The festival team looked at the shift to a fully online event as an opportunity. Minder Singh, the design lead said, “We explored multiple, ticketed platforms to host the event, but ultimately decided that a free, full-length feature premiere on YouTube was the best option. It makes kathak, a high art, accessible, and available to a broad audience.” One YouTuber who tuned in commented: “Since I became handicapped it’s not been easy to attend events like this in other cities so this online presentation was an accessibility blessing!” The move to hosting arts events online calls into question challenges around accessibility inherent within the field. Affordability is traditionally a barrier to access for audiences and can be drawn open as events are held online. This moment also holds another opportunity to democratize the arts for artists. Anisha Muni, the programming lead for the festival said, “online concerts make it possible to present a more diverse roster of artists. The geographic distance is no longer an issue, nor are concerns around whether a dancer is emerging and unknown. It levels the playing field for artists who are looking for their audience.”
Online presentations are not without their challenges for dancers. Meenakshi Lala, who leads the team’s sponsorship efforts, noted, “We heard from some artists that the NYKF Online presented new challenges for the performers. There’s no feedback loop through applause, nor energy to be drawn from a physically present audience. Performing within limited spaces in their homes is also difficult.” Despite the challenges, however, the New York Kathak Festival’s online event was an important effort towards fostering a sense of community. Hundreds tuned in to watch the event premiere together and expressed their appreciation for the artists and the arts community.
The event was supported by the Indian Consulate in New York.
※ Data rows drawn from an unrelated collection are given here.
PR #10691, opened 2025-02-19
Alertmanager: Initialize skipped Grafana Alertmanagers receiving requests

santihernandezc:
### Description

If the `grafana_alertmanager_conditionally_skip_tenant_suffix` option is configured and a Grafana Alertmanager tenant doesn't have a promoted, non-default, non-empty configuration, we skip initializing it.

The problem is that clients making requests against an uninitialized Alertmanager get `406`s. Unless a Grafana Alertmanager has a "usable" configuration, users won't be able to test templates, test and get receivers, create silences, etc.

This PR makes the multi-tenant Alertmanager start per-tenant Grafana Alertmanagers on incoming requests. This way, requests can be handled even if tenants were initially skipped.

It also adds a grace period for idle Alertmanagers. Whenever a skipped Alertmanager gets a request, we start the Alertmanager and keep a timestamp indicating when this request was received. After the grace period elapses, we shut down the Alertmanager.

### Testing

I tested this PR by spinning up two Alertmanagers ([read-write mode](https://github.com/grafana/mimir/tree/main/development/mimir-read-write-mode)) with:
- `multitenancy_enabled: true`
- `grafana_alertmanager_compatibility_enabled: true`
- `grafana_alertmanager_conditionally_skip_tenant_suffix: -grafana`

I then created 200 Alertmanager tenants with empty configurations:
- 100 of them not matching the configured suffix and using an empty configuration
- 99 of them matching the suffix and using an empty configurations
- 1 of them matching the suffix and using a promoted, non-default, non-empty config

The 99 tenants with empty configuration and matching the suffix were initially skipped. I then sent test alerts for each tenant matching the suffix. Alertmanagers for each of them were started.

After the default grace period passed, all Alertmanagers for tenants matching the configured suffix were stopped, except the one using a promoted, non-default, non-empty configuration.

<details><summary>Query for tenants skipped per instance</summary>

Screenshot 2025-02-20 at 5 20 16 PM

</details>

<details><summary>Query for active Alertmanagers by type (Mimir/Grafana)</summary>

Screenshot 2025-02-20 at 5 23 46 PM

</details>


pkg/alertmanager/alertmanager.go
```diff
@@ -104,7 +104,6 @@ type Config struct {
 	PersisterConfig   PersisterConfig
 
 	GrafanaAlertmanagerCompatibility bool
-	GrafanaAlertmanagerTenantSuffix  string
```
santihernandezc, line 107: Unrelated fix, this was not being used here.

tacole02 (approved):
Docs look great! Thank you!

pkg/alertmanager/multitenant.go
```diff
@@ -1025,6 +1084,33 @@ func (am *MultitenantAlertmanager) serveRequest(w http.ResponseWriter, req *http
 	http.Error(w, "the Alertmanager is not configured", http.StatusPreconditionFailed)
 }
 
+// startAlertmanager will start the Alertmanager for a tenant, using the fallback configuration if no config is found.
+func (am *MultitenantAlertmanager) startAlertmanager(ctx context.Context, userID string) (*Alertmanager, error) {
```
JacobsonMT, line 1088: I think this method can be combined with `alertmanagerFromFallbackConfig`, they are effectively doing the same thing. Probably keep the `startAlertmanager` name and make sure the correct errors are returned from the combined method.

pkg/alertmanager/multitenant.go
```diff
@@ -1002,6 +1040,27 @@ func (am *MultitenantAlertmanager) serveRequest(w http.ResponseWriter, req *http
...
+		if _, ok := am.receivingRequests.Load(userID); ok {
+			level.Debug(am.logger).Log("msg", "updating last request reception time", "user", userID)
+			am.receivingRequests.Store(userID, time.Now().Unix())
+		}
+		return
+	}
+
+	// If the Alertmanager initialization was skipped, start the Alertmanager.
+	if _, ok := am.receivingRequests.Load(userID); ok {
+		userAM, err = am.startAlertmanager(req.Context(), userID)
```
JacobsonMT, line 1054: This seems like a more interesting metric to collect: When a skipped config was initialized because of a request. This will give us a feel for flappiness and how effectively our idle timeout value is.

pkg/alertmanager/multitenant.go
```diff
@@ -727,12 +743,35 @@ func (am *MultitenantAlertmanager) computeConfig(cfgs alertspb.AlertConfigDescs)
...
+			return cfg, true, nil
+		}
+
+		// If the tenant ID matches the configured Grafana suffix, only run the Alertmanager if it's receiving requests.
+		createdAt, ok := am.receivingRequests.Load(cfgs.Mimir.User)
+		if !ok {
+			// Store a zero-value timestamp to indicate that we've skipped the tenant.
+			am.receivingRequests.Store(cfgs.Mimir.User, time.Time{}.Unix())
+			return cfg, false, nil
+		}
```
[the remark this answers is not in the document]
santihernandezc: Good catch! I don't know why I thought it was not possible to use it here...

pkg/alertmanager/multitenant.go
```diff
@@ -727,12 +743,35 @@ func (am *MultitenantAlertmanager) computeConfig(cfgs alertspb.AlertConfigDescs)
 		AlertConfigDesc: cfgs.Mimir,
```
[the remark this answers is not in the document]
santihernandezc: That bit of code gets executed after we've checked for usable (promoted, non-default, non-empty) Grafana configuration. If we reach this far, the tenant has a Grafana configuration we can use to start their Alertmanager.

It does indeed not match our current approach. It's part of the original one, where Grafana and non-Grafana tenants were the same, and they couldn't be distinguished by a suffix.

It's not strictly necessary to add `computeConfig()` to the `startAlertmanager()` function as it will only be called for skipped Grafana Alertmanagers, but it could be a good idea. Otherwise, configurations will change on the next sync loop (we'll use the Grafana configuration instead of the default Mimir one).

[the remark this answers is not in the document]
santihernandezc: That bit of code gets executed after we've checked for usable (promoted, non-default, non-empty) Grafana configuration. If we reach this far, the tenant has a Grafana configuration we can use to start their Alertmanager.

It does indeed not match our current approach. It's part of the original one, where Grafana and non-Grafana tenants were the same, and they couldn't be distinguished by a suffix.

It's not necessary to add `computeConfig()` to the `startAlertmanager()` function as it will only be called for skipped Grafana Alertmanagers. If a Grafana Alertmanager was skipped, it had no usable configuration, so we can just use a default config.

pkg/alertmanager/multitenant.go
santihernandezc: A per-tenant metric would be kind of high in cardinality, and we can assess the flappiness of a given tenant by using something like `group by (pod) (cortex_alertmanager_config_hash{user="<user>"}`

pkg/alertmanager/multitenant.go
santihernandezc: I didn't want to change the behavior of Mimir Alertmanager tenants, at least not yet. I was planning on doing that on a future PR, when applying strict initialization to all tenants.

pkg/alertmanager/multitenant.go
```diff
@@ -83,8 +83,9 @@ type MultitenantAlertmanagerConfig struct {
 
 	EnableAPI bool `yaml:"enable_api" category:"advanced"`
 
-	GrafanaAlertmanagerCompatibilityEnabled bool   `yaml:"grafana_alertmanager_compatibility_enabled" category:"experimental"`
-	GrafanaAlertmanagerTenantSuffix         string `yaml:"grafana_alertmanager_conditionally_skip_tenant_suffix" category:"experimental"`
+	GrafanaAlertmanagerCompatibilityEnabled bool          `yaml:"grafana_alertmanager_compatibility_enabled" category:"experimental"`
+	GrafanaAlertmanagerTenantSuffix         string        `yaml:"grafana_alertmanager_conditionally_skip_tenant_suffix" category:"experimental"`
+	GrafanaAlertmanagerIdleGracePeriod      time.Duration `yaml:"grafana_alertmanager_idle_grace_period" category:"experimental"`
```
santihernandezc, line 88: This is the only new argument.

The New York Kathak Festival is a 501(c)(3) nonprofit organization that presents and promotes dancers, scholars, and practitioners of Kathak, a classical dance tracing its origins to India. We produce a festival bringing together established and emerging artists from across the United States and beyond. The New York Kathak Festival is produced by the American kathak community to inspire creative exchange between local kathak artists and diverse New York audiences.